MANQUÉ
By ANVN


you are an ocean’s breeze, i am the tidal wave. you are every paragraph, i am just a title page. you have the heart i hold exactly where you desire it. it’s all so effortless; like what you did to acquire it. each time i find it harder just to keep my composure. I’m trying to show you all of me like indecent exposure.
i’ll be the gun, you be my holster. i need your love. i need you closer. seems like forever when only a hour passed. we fallin’ slower than grains and salt in a hour glass. emotions running wild, you are who tames them. my only means for tranquility, you my sanctum. and if i could, i would take your eyes and blend them with the stars so whenever we ain’t together, i still see them from afar. but that’s insane, i’d do whatever to just to feel you. even all of that don’t come close to what i will do. they say love holds the power to fulfill you, heal you, kill you, hurt and abuse you, and take you away from what you used to. i try to paint a picture like a canvas plane, to try to put together words like a Scrabble game. look, i pour my heart out in an effort just to win you. i modify my actions solely so they don’t offend you. i mean, i would wrestle time even if it get re-winded. everything you looking for, in me is where you find it. so you can stop your searching, baby. i know you hurting, baby. your self-esteem so low sometimes that you feel worthless, baby. you hide it well, but you know i can tell. i see right through that bullshit you be tryin’ sell.
so let it drive, let it fall, let it blow with the wind. i told you once, told you twice, and i will tell you once again that i’ll be here. yes, i’ll be here. and if love is blind then my entrance is clear. and all we have is time and good intentions. fuck your brakes, fuck your suspension. put your foot on that gas until you don’t see your past. yeah, i said drive until your vision blurred. and let my voice tell our story; spoken words.

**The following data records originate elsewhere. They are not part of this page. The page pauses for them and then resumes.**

PR #12071, opened 2020-04-10
Fixes issue where usernames that are sandwiched with underscores are not properly formatted [fixes #12033]

### LINKED ISSUE #12033: Usernames with underscores on each side aren't displayed correctly
If a player has a Username that starts and ends with an underscore (e.g., `@_spider_`), when their Username is mentioned in a chat post, there are three formatting problems:

- the name is in italics (that's kind of expected because underscores indicate italics in markdown but markdown parsing within a Username is not desired) 
- the underscores are not visible (a side-effect of the previous point but this is undesirable because you're not seeing the player's proper Username)
- the text colour of Username is wrong (screenshot below)

The screenshot below was taken from a post that contained this raw text:
`@_spider_ and @blackgoblingo`
Both of those Usernames were in use at the time I made the post (the `_spider_` user has a different name now).
The formatting for the `blackgoblingo` user is correct.
The formatting for the `_spider_` user is wrong.

Both usernames do correctly point to the right profile screens, so that's something. :)

The expected behaviour is that you see `@_spider_` and that it's formatted in the same way as the `blackgoblingo` username.

image

_Thanks to @EliotThe (0d77107e-9128-4656-8c02-6e06331fa396) for reporting this!_

kareenf:

Fixes #12033

### Changes
Markdown uses underscores on both sides of a word to indicate that this word must be italicized. Therefore usernames such as `@_spider_` became @_spider_ and the color was not the usual purple when mentioning this user in a chat. This is not the proper formatting of usernames in Habitica. The usernames become italicized, they lose the underscores and the color is not correct. To fix this, I added in the em tag to the mention regex such that it would catch any time Markdown accidentally turned a username into italicized. Then in the body of the text.replace function, I added in logic to find em tags and replace them with the proper underscores such that the username would now be displayed correctly. I also added a component test to check for this specific issue.   

----
UUID: 5ba76e0c-ed09-4a9b-87f7-b28a8971377d

### DIFF
--- a/website/client/src/libs/highlightUsers.js
+++ b/website/client/src/libs/highlightUsers.js
@@ -17,7 +17,7 @@ export function highlightUsers (text, userName, displayName) { // eslint-disable
     let fixedStr = mentionStr.replace(/<\/?em>/g, '_');
     fixedStr = fixedStr.replace(/<\/?strong>/g, '__');
 
-    const isUserMention = currentUser.includes(mentionStr) ? 'at-highlight' : '';
+    const isUserMention = currentUser.includes(fixedStr) ? 'at-highlight' : '';
 
     return fullMatched.replace(mentionStr, `<span class="at-text ${isUserMention}">${fixedStr}</span>`);
   });
--- a/website/client/src/libs/highlightUsers.js
+++ b/website/client/src/libs/highlightUsers.js
@@ -1,7 +1,7 @@
 import escapeRegExp from 'lodash/escapeRegExp';
 
 const optionalAnchorTagRegExStr = '(<\\w[^>]*)?'; // everything including the anchor tag is recognized
-const mentionRegExStr = '(@[<em>\\w-</em>]+)';
+const mentionRegExStr = '(@(?:<(?:em|strong)>)?[\\w-]+(?:<\\/(?:em|strong)>)?)';
 const optionalPostMentionRegExStr = '(\\.\\w+)?'; // like dot-TLD
 
 const finalMentionRegEx = new RegExp(`${optionalAnchorTagRegExStr}${mentionRegExStr}${optionalPostMentionRegExStr}`, 'gi');
@@ -14,11 +14,9 @@ export function highlightUsers (text, userName, displayName) { // eslint-disable
       return fullMatched;
     }
 
-    let fixedStr = mentionStr;
-    if (mentionStr.includes('<em>')) {
-      fixedStr = mentionStr.replace('<em>', '_');
-      fixedStr = fixedStr.replace('</em>', '_');
-    }
+    let fixedStr = mentionStr.replace(/<\/?em>/g, '_');
+    fixedStr = fixedStr.replace(/<\/?strong>/g, '__');
+
     const isUserMention = currentUser.includes(mentionStr) ? 'at-highlight' : '';
 
     return fullMatched.replace(mentionStr, `<span class="at-text ${isUserMention}">${fixedStr}</span>`);
--- a/website/client/src/libs/highlightUsers.js
+++ b/website/client/src/libs/highlightUsers.js
@@ -1,7 +1,7 @@
 import escapeRegExp from 'lodash/escapeRegExp';
 
 const optionalAnchorTagRegExStr = '(<\\w[^>]*)?'; // everything including the anchor tag is recognized
-const mentionRegExStr = '(@[\\w-]+)';
+const mentionRegExStr = '(@[<em>\\w-</em>]+)';
 const optionalPostMentionRegExStr = '(\\.\\w+)?'; // like dot-TLD
 
 const finalMentionRegEx = new RegExp(`${optionalAnchorTagRegExStr}${mentionRegExStr}${optionalPostMentionRegExStr}`, 'gi');
@@ -14,9 +14,14 @@ export function highlightUsers (text, userName, displayName) { // eslint-disable
       return fullMatched;
     }
 
+    let fixedStr = mentionStr;
+    if (mentionStr.includes('<em>')) {
+      fixedStr = mentionStr.replace('<em>', '_');
+      fixedStr = fixedStr.replace('</em>', '_');
+    }
     const isUserMention = currentUser.includes(mentionStr) ? 'at-highlight' : '';
 
-    return fullMatched.replace(mentionStr, `<span class="at-text ${isUserMention}">${mentionStr}</span>`);
+    return fullMatched.replace(mentionStr, `<span class="at-text ${isUserMention}">${fixedStr}</span>`);
   });
 
   return text;
--- a/website/client/tests/unit/libs/highlightUsers.spec.js
+++ b/website/client/tests/unit/libs/highlightUsers.spec.js
@@ -17,6 +17,14 @@ describe('highlightUserAndEmail', () => {
     expect(result).to.contain('<span class="at-text at-highlight">@user</span>');
   });
 
+  it('highlights username sandwiched with underscores', () => {
+    const text = 'hello @_user_';
+
+    const result = highlightUsers(text, 'user', 'displayedUser');
+    expect(result).to.contain('<span class="at-text at-highlight">@user</span>');
+    expect(result).to.not.contain('<em>');
+  });
+
   it('not highlights any email', () => {
     const text = habiticaMarkdown.render('hello@example.com');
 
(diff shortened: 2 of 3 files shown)


website/client/src/libs/highlightUsers.js
```diff
@@ -1,7 +1,7 @@
 import escapeRegExp from 'lodash/escapeRegExp';
 
 const optionalAnchorTagRegExStr = '(<\\w[^>]*)?'; // everything including the anchor tag is recognized
-const mentionRegExStr = '(@[\\w-]+)';
+const mentionRegExStr = '(@[<em>\\w-</em>]+)';
```
benkelaar: Between square brackets is a character class, i.e. "Match any of the characters between these brackets". This way it's actually not a legal regular expression. 

I would recommend always trying out your regular expression strings in a place like https://regex101.com/

Adding the characters in the character class (like this `(@[<>\\/\\w-]+)` would also match things like `@<<<<<<<<<` or `@<a` which is not desirable. I think to get the effect you're looking for you can try something like this `(@(?:<(?:em|strong)>)?[\\w-]+(?:<\\/(?:em|strong)>)?)`. It maintains the original semantics of the regex but enhances it with optional _em_ or _strong_ tag matches. All the `?:` characters are to prevent these new bracket groups from messing up the existing grouping semantics.

website/client/src/libs/highlightUsers.js
```diff
@@ -14,9 +14,14 @@ export function highlightUsers (text, userName, displayName) { // eslint-disable
       return fullMatched;
     }
 
+    let fixedStr = mentionStr;
+    if (mentionStr.includes('<em>')) {
+      fixedStr = mentionStr.replace('<em>', '_');
+      fixedStr = fixedStr.replace('</em>', '_');
+    }
```
benkelaar: Well done, this should work fine!

However, you could also use a regular expression here to do the two things in a single call. Also since the replace match will simply not match if `<em>` is not present, you can drop the if check as well.

You should be able to replace the entire block by `let fixedStr = mentionStr.replace(/<\/?em>/g, '_');`. Notice that I'm using a _regular expression literal_ here, which is a javascript native way to easily represent regular expressions (You usually only use the `new RegEx` constructor if you're dynamically creating the regular expression, like is being done on line 7)

website/client/src/libs/highlightUsers.js
benkelaar: Gave the expanded regular expression a whirl on regex101: https://regex101.com/r/4nFDHZ/1

It seems to work well (BTW, in the comment above I wrote it as it should be injected in the string. The syntax on regex101 is what it would look like as RegEx literal. The difference is in the escaping of backslashes (\\) ).

kareenf: I'm not very used to RegExs so thank you for your suggestion! I actually did use that website to check my RegEx but I think your RegEx is much more to the effect that I was trying to get at. I'll add it in and check that everything still works!

website/client/src/libs/highlightUsers.js
kareenf: This is great! I was thinking about using a RegEx to do it however I wasn't sure how to go about it so I tried to do it in this more simplified way :) I'll add it in!

website/client/tests/unit/libs/highlightUsers.spec.js
```diff
@@ -17,6 +17,24 @@ describe('highlightUserAndEmail', () => {
     expect(result).to.contain('<span class="at-text at-highlight">@user</span>');
   });
 
+  it('highlights username sandwiched with underscores', () => {
+    const text = 'hello @_user_';
```
benkelaar: This is the wrong input data. Remember that highlightUsers is being called with the __output__ of habiticaMarkdown.parse -> This means that at this point in call stack, the underscores would already have been replaced by emphasis and strong tags. The correct input at this point would be `'hello @<em>user</em>'`.
```suggestion
    const text = 'hello @<em>user</em>';
```

website/client/tests/unit/libs/highlightUsers.spec.js
```diff
@@ -17,6 +17,24 @@ describe('highlightUserAndEmail', () => {
...
+
+    const result = highlightUsers(text, '_user_', 'displayedUser');
+    expect(result).to.contain('<span class="at-text at-highlight">@_user_</span>');
+    expect(result).to.not.contain('<em>');
+    expect(result).to.not.contain('</em>');
+  });
+
+  it('highlights username sandwiched with double underscores', () => {
+    const text = 'hello @__user__';
```
benkelaar: Similar to the test case above, the html tags need to already be present in the input data to provide a realistic scenario.

```suggestion
    const text = 'hello @<strong>user</strong>';
```

website/client/tests/unit/libs/highlightUsers.spec.js
```diff
@@ -17,6 +17,24 @@ describe('highlightUserAndEmail', () => {
...
+
+    const result = highlightUsers(text, '__user__', 'displayedUser');
+    expect(result).to.contain('<span class="at-text at-highlight">@__user__</span>');
```
benkelaar: I would let one of these test cases cover the other branch (The highlighted user is not the logged in user) as to cover more variance in the test cases.

```suggestion
    const result = highlightUsers(text, 'differentUser', 'displayedDifferentUser');
    expect(result).to.contain('<span class="at-text">@__user__</span>');
```

website/client/src/libs/highlightUsers.js
```diff
@@ -14,9 +14,12 @@ export function highlightUsers (text, userName, displayName) { // eslint-disable
       return fullMatched;
     }
 
+    let fixedStr = mentionStr.replace(/<\/?em>/g, '_');
+    fixedStr = fixedStr.replace(/<\/?strong>/g, '__');
+
     const isUserMention = currentUser.includes(mentionStr) ? 'at-highlight' : '';
```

fuck ‘em. let them hate me what they never was. and fucking Shakespeare couldn’t wrote of better love. but people tell me that i’m trippin’ and i say you different. and when they ask me how..i can’t provide a description; you don’t need one. i would disconnect them all, like a broken joint. just to prove that i only see you like a focal point. i know that the distances may cause some complications. but you make me feel good. fucked up, exonerated.
still, i wonder what you like beneath the shackles that you wearing. i been longing to release you from a load of overbearing. tell me, are you protected by a guard, boo ?or could i blow it and make it fall like cards do ?and i ain’t interested ‘til it involves you. you got your doors locked and i just saw through. you reached a height of loneliness ‘cause we all do, but everything that goes up gotta fall too.